DESCRIPTION OF THE TASK: From the first line to the last, give the records again exactly.

[Saved entries]
..........

PR #59, opened 2020-01-16
feat: implement fields api and use it in StructuredQuery

Steven-Gassert:
This implements the `useFieldsApi` in order to fetch project fields and display them in our StructuredQuery component.

https://github.ibm.com/Watson-Discovery/disco-widgets/issues/184

You can verify this change by
1) Making sure the new unit tests added to `useDataApi.test.tsx`, `StructuredQuery.test.tsx`, and `DiscoverySearch.test.tsx` all pass and capture the intended functionality.
2) Making sure that the fields dropdown in storybook works as expected.
3) adding `StructuredQuery` to our example app (haven't added it yet since it's functionality is not complete) and checking that fields populate in the **Fields** dropdown menu

I've added this component to our storybook
No

### DIFF
--- a/packages/discovery-react-components/src/components/DiscoverySearch/DiscoverySearch.tsx
+++ b/packages/discovery-react-components/src/components/DiscoverySearch/DiscoverySearch.tsx
@@ -1,4 +1,4 @@
-import React, { createContext, FC, useEffect, useState, useCallback, useMemo } from 'react';
+import React, { createContext, FC, useEffect, useState, useMemo, useCallback } from 'react';
 import DiscoveryV2 from 'ibm-watson/discovery/v2';
 import {
   useDeepCompareEffect,
@@ -11,7 +11,9 @@ import {
   AutocompleteStore,
   useSearchResultsApi,
   useFetchDocumentsApi,
-  useAutocompleteApi
+  useAutocompleteApi,
+  useFieldsApi,
+  FieldsStore
 } from 'utils/useDataApi';
 import { SearchClient } from './types';
 import { withErrorBoundary } from 'react-error-boundary';
@@ -99,6 +101,7 @@ export interface SearchContextIFC {
   autocompletionStore: AutocompleteStore;
   componentSettings: DiscoveryV2.ComponentSettingsResponse | null;
   isResultsPaginationComponentHidden: boolean | undefined;
+  fieldsStore: FieldsStore;
 }
 
 export interface SearchApiIFC {
@@ -116,6 +119,7 @@ export interface SearchApiIFC {
   setIsResultsPaginationComponentHidden: (
     isResultsPaginationComponentHidden: boolean | React.SetStateAction<boolean | undefined>
   ) => void;
+  fetchFields: () => void;
 }
 
 export const searchApiDefaults = {
@@ -127,7 +131,8 @@ export const searchApiDefaults = {
   setSelectedResult: (): void => {},
   setAutocompletionOptions: (): void => {},
   setSearchParameters: (): void => {},
-  setIsResultsPaginationComponentHidden: (): void => {}
+  setIsResultsPaginationComponentHidden: (): void => {},
+  fetchFields: (): Promise<void> => Promise.resolve()
 };
 
 export const searchResponseStoreDefaults: SearchResponseStore = {
@@ -175,6 +180,15 @@ const aggregationQueryDefaults: Partial<DiscoveryV2.QueryParams> = {
   }
 };
 
+const fieldsStoreDefaults: FieldsStore = {
+  parameters: {
+    projectId: ''
+  },
+  data: null,
+  isLoading: false,
+  isError: false
+};
+
 export const searchContextDefaults = {
   aggregationResults: null,
   searchResponseStore: searchResponseStoreDefaults,
@@ -183,7 +197,8 @@ export const searchContextDefaults = {
   autocompletionStore: autocompletionStoreDefaults,
   collectionsResults: null,
   componentSettings: null,
-  isResultsPaginationComponentHidden: false
+  isResultsPaginationComponentHidden: false,
+  fieldsStore: fieldsStoreDefaults
 };
 
 export const SearchApi = createContext<SearchApiIFC>(searchApiDefaults);
@@ -396,6 +411,12 @@ const DiscoverySearch: FC<DiscoverySearchProps> = ({
     [fetchDocuments, setSearchResponse]
   );
 
+  const [fieldsStore, { fetchFields }] = useFieldsApi({ projectId }, searchClient);
+
+  const handleFetchFields = useCallback(() => {
+    fetchFields();
+  }, [fetchFields]);
+
   const api = useMemo((): SearchApiIFC => {
     return {
       performSearch: handleSearch,
@@ -405,14 +426,16 @@ const DiscoverySearch: FC<DiscoverySearchProps> = ({
       setSelectedResult: handleSetSelectedResult,
       setAutocompletionOptions,
       setSearchParameters,
-      setIsResultsPaginationComponentHidden
+      setIsResultsPaginationComponentHidden,
+      fetchFields: handleFetchFields
     };
   }, [
+    handleSearch,
     handleFetchAggregations,
     handleFetchAutocompletions,
-    handleSearch,
     handleFetchDocuments,
-    setSearchParameters
+    setSearchParameters,
+    handleFetchFields
   ]);
 
   const state = useDeepCompareMemo(() => {
@@ -424,7 +447,8 @@ const DiscoverySearch: FC<DiscoverySearchProps> = ({
       selectedResult,
       collectionsResults,
       componentSettings,
-      isResultsPaginationComponentHidden
+      isResultsPaginationComponentHidden,
+      fieldsStore
     };
   }, [
     aggregationResults,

..........

OUTPUT FOR THIS EXERCISE:
PR #59, opened 2020-01-16
feat: implement fields api and use it in StructuredQuery

Steven-Gassert:
This implements the `useFieldsApi` in order to fetch project fields and display them in our StructuredQuery component.

https://github.ibm.com/Watson-Discovery/disco-widgets/issues/184

You can verify this change by
1) Making sure the new unit tests added to `useDataApi.test.tsx`, `StructuredQuery.test.tsx`, and `DiscoverySearch.test.tsx` all pass and capture the intended functionality.
2) Making sure that the fields dropdown in storybook works as expected.
3) adding `StructuredQuery` to our example app (haven't added it yet since it's functionality is not complete) and checking that fields populate in the **Fields** dropdown menu

I've added this component to our storybook
No

### DIFF
--- a/packages/discovery-react-components/src/components/DiscoverySearch/DiscoverySearch.tsx
+++ b/packages/discovery-react-components/src/components/DiscoverySearch/DiscoverySearch.tsx
@@ -1,4 +1,4 @@
-import React, { createContext, FC, useEffect, useState, useCallback, useMemo } from 'react';
+import React, { createContext, FC, useEffect, useState, useMemo, useCallback } from 'react';
 import DiscoveryV2 from 'ibm-watson/discovery/v2';
 import {
   useDeepCompareEffect,
@@ -11,7 +11,9 @@ import {
   AutocompleteStore,
   useSearchResultsApi,
   useFetchDocumentsApi,
-  useAutocompleteApi
+  useAutocompleteApi,
+  useFieldsApi,
+  FieldsStore
 } from 'utils/useDataApi';
 import { SearchClient } from './types';
 import { withErrorBoundary } from 'react-error-boundary';
@@ -99,6 +101,7 @@ export interface SearchContextIFC {
   autocompletionStore: AutocompleteStore;
   componentSettings: DiscoveryV2.ComponentSettingsResponse | null;
   isResultsPaginationComponentHidden: boolean | undefined;
+  fieldsStore: FieldsStore;
 }
 
 export interface SearchApiIFC {
@@ -116,6 +119,7 @@ export interface SearchApiIFC {
   setIsResultsPaginationComponentHidden: (
     isResultsPaginationComponentHidden: boolean | React.SetStateAction<boolean | undefined>
   ) => void;
+  fetchFields: () => void;
 }
 
 export const searchApiDefaults = {
@@ -127,7 +131,8 @@ export const searchApiDefaults = {
   setSelectedResult: (): void => {},
   setAutocompletionOptions: (): void => {},
   setSearchParameters: (): void => {},
-  setIsResultsPaginationComponentHidden: (): void => {}
+  setIsResultsPaginationComponentHidden: (): void => {},
+  fetchFields: (): Promise<void> => Promise.resolve()
 };
 
 export const searchResponseStoreDefaults: SearchResponseStore = {
@@ -175,6 +180,15 @@ const aggregationQueryDefaults: Partial<DiscoveryV2.QueryParams> = {
   }
 };
 
+const fieldsStoreDefaults: FieldsStore = {
+  parameters: {
+    projectId: ''
+  },
+  data: null,
+  isLoading: false,
+  isError: false
+};
+
 export const searchContextDefaults = {
   aggregationResults: null,
   searchResponseStore: searchResponseStoreDefaults,
@@ -183,7 +197,8 @@ export const searchContextDefaults = {
   autocompletionStore: autocompletionStoreDefaults,
   collectionsResults: null,
   componentSettings: null,
-  isResultsPaginationComponentHidden: false
+  isResultsPaginationComponentHidden: false,
+  fieldsStore: fieldsStoreDefaults
 };
 
 export const SearchApi = createContext<SearchApiIFC>(searchApiDefaults);
@@ -396,6 +411,12 @@ const DiscoverySearch: FC<DiscoverySearchProps> = ({
     [fetchDocuments, setSearchResponse]
   );
 
+  const [fieldsStore, { fetchFields }] = useFieldsApi({ projectId }, searchClient);
+
+  const handleFetchFields = useCallback(() => {
+    fetchFields();
+  }, [fetchFields]);
+
   const api = useMemo((): SearchApiIFC => {
     return {
       performSearch: handleSearch,
@@ -405,14 +426,16 @@ const DiscoverySearch: FC<DiscoverySearchProps> = ({
       setSelectedResult: handleSetSelectedResult,
       setAutocompletionOptions,
       setSearchParameters,
-      setIsResultsPaginationComponentHidden
+      setIsResultsPaginationComponentHidden,
+      fetchFields: handleFetchFields
     };
   }, [
+    handleSearch,
     handleFetchAggregations,
     handleFetchAutocompletions,
-    handleSearch,
     handleFetchDocuments,
-    setSearchParameters
+    setSearchParameters,
+    handleFetchFields
   ]);
 
   const state = useDeepCompareMemo(() => {
@@ -424,7 +447,8 @@ const DiscoverySearch: FC<DiscoverySearchProps> = ({
       selectedResult,
       collectionsResults,
       componentSettings,
-      isResultsPaginationComponentHidden
+      isResultsPaginationComponentHidden,
+      fieldsStore
     };
   }, [
     aggregationResults,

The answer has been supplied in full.